- NHS in Kent booking hotels for staff in anticipation of “gridlocked roads”
- NHS leaders also planning to work with police to transport patients and staff to hospital
- Local source says they are “preparing for Armageddon”
The NHS in Kent is block-booking hotel rooms for staff and planning with police to get workers and patients through “gridlocked roads” to hospitals as part of preparations for a no-deal Brexit “Armageddon”.
Kent’s major ports at Dover, Folkestone and Ramsgate are all predicted to struggle with processing incoming vehicles under a no-deal Brexit, which is expected to cause havoc on the county’s strained road infrastructure.
One senior figure in the planning of Kent’s response to a no-deal Brexit told HSJ: “Hotel rooms have been booked for people in the command teams and if it is no deal then we are planning for Armageddon, which I guess is better than not planning for Armageddon.”

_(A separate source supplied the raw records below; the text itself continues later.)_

PR #2124, opened 2017-10-02
[GOBBLIN-272] Remove hardwired avro extensions from compaction and make it generic

treff7es:
Dear Gobblin maintainers,

### JIRA
    - https://issues.apache.org/jira/browse/GOBBLIN-272

### Description
Avro extension was hardcoded in some place at Compaction and I just made it configurable to be more generic.
You can set it in your compaction config by:
`
compaction.extension=gz
`

It seems like the code style on these file was not the Gobblin style and that's why the change seems to be huge (or am I using the wrong codestyle?).

### Tests

### Commits

### DIFF
--- a/gobblin-compaction/src/main/java/org/apache/gobblin/compaction/action/CompactionCompleteFileOperationAction.java
+++ b/gobblin-compaction/src/main/java/org/apache/gobblin/compaction/action/CompactionCompleteFileOperationAction.java
@@ -17,8 +17,22 @@
 
 package org.apache.gobblin.compaction.action;
 
+import java.io.IOException;
+import java.util.List;
+import java.util.Map;
+
+import org.apache.hadoop.fs.FileSystem;
+import org.apache.hadoop.fs.Path;
+import org.apache.hadoop.fs.permission.FsPermission;
+import org.apache.hadoop.mapreduce.Counter;
+import org.apache.hadoop.mapreduce.Job;
+
 import com.google.common.collect.ImmutableMap;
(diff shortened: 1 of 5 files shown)


ibuenros:
@treff7es this only handles extensions other than avro right? It seems that it would always use the AvroInputFormat either way?

treff7es:
@ibuenros If you meant that currently compaction only works with avro then you are right or maybe I misunderstood you :). On it's own it does not make much sense generalise if compaction only works with avro.
Why I did this because if somebody want to create compaction job which can work with other formats then he/she should need to take care override all of these implementations.
Like here we are compressing gzip compressed json logs (here gzip is hardwired which I wold like to remove and generalize later) : https://github.com/prezi/gobblin/tree/json_module/gobblin-modules/gobblin-json/src/main/java/org/apache/gobblin/mapreduce .
Did I get right what you were saying? Is it the way I should do it?

treff7es:
@yukuai518 @ibuenros I see that now this is conflicting with the master and I'm happy to fix it if you see the value in it. I know @ibuenros had some comment and I'm not sure if you were ok with my reply. 
What do you think? Should I resolve the conflict?

abti:
@ibuenros ^^

abti:
ping @ibuenros ^^

abti:
@ibuenros ^^

ibuenros:
@treff7es comment makes sense to me. I am ok with the general idea of the changes, although I don't remember the details of the change. If someone reviews it I have no problem with this being committed.

PR #2129, opened 2017-10-04
Change setActive order to prevent flow spec loss

yukuai518:
Dear Gobblin maintainers,

### JIRA
    - https://issues.apache.org/jira/browse/GOBBLIN-276

### Description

East Kent University Hospitals Foundation Trust “will be very badly affected”, the source said. The trust’s two main sites are both close to ports at Folkstone and Dover.
According to analysis commissioned by the Department of Transport, revealed earlier this week, vehicles could face a two-day delay at Dover in the event of a no-deal Brexit.
Meanwhile, the local road infrastructure is already struggling due to maintenance and upgrade work closing lanes.
“The roads to [East Kent’s] two of its main hospitals [at Canterbury and Ashford will get] blocked very quickly,” the source said. ”We will have to get the police to run patients and staff through it.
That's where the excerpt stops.